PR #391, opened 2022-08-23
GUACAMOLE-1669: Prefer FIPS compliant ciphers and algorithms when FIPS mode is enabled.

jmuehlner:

* [Task details]: Your job is to reproduce the listing exactly.

* [Final answer]:
PR #391, opened 2022-08-23
GUACAMOLE-1669: Prefer FIPS compliant ciphers and algorithms when FIPS mode is enabled.

jmuehlner:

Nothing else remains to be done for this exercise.